PROVIDED INFORMATION START

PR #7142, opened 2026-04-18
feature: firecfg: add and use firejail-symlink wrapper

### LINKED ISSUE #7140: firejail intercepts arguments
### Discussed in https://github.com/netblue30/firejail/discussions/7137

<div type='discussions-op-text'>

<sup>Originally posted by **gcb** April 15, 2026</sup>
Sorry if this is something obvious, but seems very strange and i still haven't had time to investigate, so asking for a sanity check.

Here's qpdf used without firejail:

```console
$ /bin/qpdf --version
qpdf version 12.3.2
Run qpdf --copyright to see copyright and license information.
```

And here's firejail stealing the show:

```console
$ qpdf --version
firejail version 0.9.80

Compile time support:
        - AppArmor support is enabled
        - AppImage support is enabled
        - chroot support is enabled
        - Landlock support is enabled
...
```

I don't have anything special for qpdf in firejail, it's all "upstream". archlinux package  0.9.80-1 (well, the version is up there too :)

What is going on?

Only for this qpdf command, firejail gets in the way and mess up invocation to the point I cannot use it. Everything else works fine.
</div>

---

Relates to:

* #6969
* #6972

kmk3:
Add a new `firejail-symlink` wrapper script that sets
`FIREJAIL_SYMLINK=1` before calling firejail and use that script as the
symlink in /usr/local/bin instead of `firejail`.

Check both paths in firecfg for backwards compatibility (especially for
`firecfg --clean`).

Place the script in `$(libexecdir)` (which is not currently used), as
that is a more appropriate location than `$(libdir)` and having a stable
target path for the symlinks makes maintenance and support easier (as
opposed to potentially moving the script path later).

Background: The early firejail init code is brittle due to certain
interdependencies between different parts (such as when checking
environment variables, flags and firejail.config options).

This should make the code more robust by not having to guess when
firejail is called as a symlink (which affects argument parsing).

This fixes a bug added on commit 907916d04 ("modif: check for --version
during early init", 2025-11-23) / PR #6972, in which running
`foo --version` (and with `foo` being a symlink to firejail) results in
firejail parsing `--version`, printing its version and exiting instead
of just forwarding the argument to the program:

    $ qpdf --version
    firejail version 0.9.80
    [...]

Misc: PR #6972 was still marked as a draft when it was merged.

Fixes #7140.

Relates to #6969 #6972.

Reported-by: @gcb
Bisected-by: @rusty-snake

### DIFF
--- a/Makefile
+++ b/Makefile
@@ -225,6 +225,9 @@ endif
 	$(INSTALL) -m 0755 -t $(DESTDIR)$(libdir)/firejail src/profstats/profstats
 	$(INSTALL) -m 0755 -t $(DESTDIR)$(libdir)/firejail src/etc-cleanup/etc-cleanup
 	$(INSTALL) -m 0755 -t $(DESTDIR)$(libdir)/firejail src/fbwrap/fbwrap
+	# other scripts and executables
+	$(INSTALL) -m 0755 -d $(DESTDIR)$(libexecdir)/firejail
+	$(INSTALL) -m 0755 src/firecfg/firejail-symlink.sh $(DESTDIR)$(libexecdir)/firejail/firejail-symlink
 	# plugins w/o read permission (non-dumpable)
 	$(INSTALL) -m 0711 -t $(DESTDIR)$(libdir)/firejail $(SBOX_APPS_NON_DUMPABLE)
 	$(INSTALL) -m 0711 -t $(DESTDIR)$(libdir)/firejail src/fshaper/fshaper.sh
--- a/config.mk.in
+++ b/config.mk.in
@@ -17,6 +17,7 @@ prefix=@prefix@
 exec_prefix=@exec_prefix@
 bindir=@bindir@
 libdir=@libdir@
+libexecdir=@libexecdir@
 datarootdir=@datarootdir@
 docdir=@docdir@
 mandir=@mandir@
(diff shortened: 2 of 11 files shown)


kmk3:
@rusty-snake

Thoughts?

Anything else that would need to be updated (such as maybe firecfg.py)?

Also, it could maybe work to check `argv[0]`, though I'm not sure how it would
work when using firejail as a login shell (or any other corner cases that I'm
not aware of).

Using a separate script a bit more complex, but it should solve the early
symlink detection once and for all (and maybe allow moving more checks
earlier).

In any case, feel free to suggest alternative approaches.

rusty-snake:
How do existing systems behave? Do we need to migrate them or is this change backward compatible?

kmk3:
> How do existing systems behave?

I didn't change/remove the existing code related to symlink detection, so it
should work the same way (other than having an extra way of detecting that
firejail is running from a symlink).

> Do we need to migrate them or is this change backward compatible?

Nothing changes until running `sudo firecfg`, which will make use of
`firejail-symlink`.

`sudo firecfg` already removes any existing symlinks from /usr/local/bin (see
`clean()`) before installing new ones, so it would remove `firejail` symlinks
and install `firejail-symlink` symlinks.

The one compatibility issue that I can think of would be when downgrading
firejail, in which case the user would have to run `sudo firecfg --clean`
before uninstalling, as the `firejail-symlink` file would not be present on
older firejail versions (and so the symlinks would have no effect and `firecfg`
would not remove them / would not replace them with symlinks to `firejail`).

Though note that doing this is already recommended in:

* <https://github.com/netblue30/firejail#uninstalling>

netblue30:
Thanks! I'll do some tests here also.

PROVIDED INFORMATION END

An exact copy of the data, with every line intact, is the required answer.

PR #7142, opened 2026-04-18
feature: firecfg: add and use firejail-symlink wrapper

### LINKED ISSUE #7140: firejail intercepts arguments
### Discussed in https://github.com/netblue30/firejail/discussions/7137

<div type='discussions-op-text'>

<sup>Originally posted by **gcb** April 15, 2026</sup>
Sorry if this is something obvious, but seems very strange and i still haven't had time to investigate, so asking for a sanity check.

Here's qpdf used without firejail:

```console
$ /bin/qpdf --version
qpdf version 12.3.2
Run qpdf --copyright to see copyright and license information.
```

And here's firejail stealing the show:

```console
$ qpdf --version
firejail version 0.9.80

Compile time support:
        - AppArmor support is enabled
        - AppImage support is enabled
        - chroot support is enabled
        - Landlock support is enabled
...
```

I don't have anything special for qpdf in firejail, it's all "upstream". archlinux package  0.9.80-1 (well, the version is up there too :)

What is going on?

Only for this qpdf command, firejail gets in the way and mess up invocation to the point I cannot use it. Everything else works fine.
</div>

---

Relates to:

* #6969
* #6972

kmk3:
Add a new `firejail-symlink` wrapper script that sets
`FIREJAIL_SYMLINK=1` before calling firejail and use that script as the
symlink in /usr/local/bin instead of `firejail`.

Check both paths in firecfg for backwards compatibility (especially for
`firecfg --clean`).

Place the script in `$(libexecdir)` (which is not currently used), as
that is a more appropriate location than `$(libdir)` and having a stable
target path for the symlinks makes maintenance and support easier (as
opposed to potentially moving the script path later).

Background: The early firejail init code is brittle due to certain
interdependencies between different parts (such as when checking
environment variables, flags and firejail.config options).

This should make the code more robust by not having to guess when
firejail is called as a symlink (which affects argument parsing).

This fixes a bug added on commit 907916d04 ("modif: check for --version
during early init", 2025-11-23) / PR #6972, in which running
`foo --version` (and with `foo` being a symlink to firejail) results in
firejail parsing `--version`, printing its version and exiting instead
of just forwarding the argument to the program:

    $ qpdf --version
    firejail version 0.9.80
    [...]

Misc: PR #6972 was still marked as a draft when it was merged.

Fixes #7140.

Relates to #6969 #6972.

Reported-by: @gcb
Bisected-by: @rusty-snake

### DIFF
--- a/Makefile
+++ b/Makefile
@@ -225,6 +225,9 @@ endif
 	$(INSTALL) -m 0755 -t $(DESTDIR)$(libdir)/firejail src/profstats/profstats
 	$(INSTALL) -m 0755 -t $(DESTDIR)$(libdir)/firejail src/etc-cleanup/etc-cleanup
 	$(INSTALL) -m 0755 -t $(DESTDIR)$(libdir)/firejail src/fbwrap/fbwrap
+	# other scripts and executables
+	$(INSTALL) -m 0755 -d $(DESTDIR)$(libexecdir)/firejail
+	$(INSTALL) -m 0755 src/firecfg/firejail-symlink.sh $(DESTDIR)$(libexecdir)/firejail/firejail-symlink
 	# plugins w/o read permission (non-dumpable)
 	$(INSTALL) -m 0711 -t $(DESTDIR)$(libdir)/firejail $(SBOX_APPS_NON_DUMPABLE)
 	$(INSTALL) -m 0711 -t $(DESTDIR)$(libdir)/firejail src/fshaper/fshaper.sh
--- a/config.mk.in
+++ b/config.mk.in
@@ -17,6 +17,7 @@ prefix=@prefix@
 exec_prefix=@exec_prefix@
 bindir=@bindir@
 libdir=@libdir@
+libexecdir=@libexecdir@
 datarootdir=@datarootdir@
 docdir=@docdir@
 mandir=@mandir@
(diff shortened: 2 of 11 files shown)


kmk3:
@rusty-snake

Thoughts?

Anything else that would need to be updated (such as maybe firecfg.py)?

Also, it could maybe work to check `argv[0]`, though I'm not sure how it would
work when using firejail as a login shell (or any other corner cases that I'm
not aware of).

Using a separate script a bit more complex, but it should solve the early
symlink detection once and for all (and maybe allow moving more checks
earlier).

In any case, feel free to suggest alternative approaches.

rusty-snake:
How do existing systems behave? Do we need to migrate them or is this change backward compatible?

kmk3:
> How do existing systems behave?

I didn't change/remove the existing code related to symlink detection, so it
should work the same way (other than having an extra way of detecting that
firejail is running from a symlink).

> Do we need to migrate them or is this change backward compatible?

Nothing changes until running `sudo firecfg`, which will make use of
`firejail-symlink`.

`sudo firecfg` already removes any existing symlinks from /usr/local/bin (see
`clean()`) before installing new ones, so it would remove `firejail` symlinks
and install `firejail-symlink` symlinks.

The one compatibility issue that I can think of would be when downgrading
firejail, in which case the user would have to run `sudo firecfg --clean`
before uninstalling, as the `firejail-symlink` file would not be present on
older firejail versions (and so the symlinks would have no effect and `firecfg`
would not remove them / would not replace them with symlinks to `firejail`).

Though note that doing this is already recommended in:

* <https://github.com/netblue30/firejail#uninstalling>

netblue30:
Thanks! I'll do some tests here also.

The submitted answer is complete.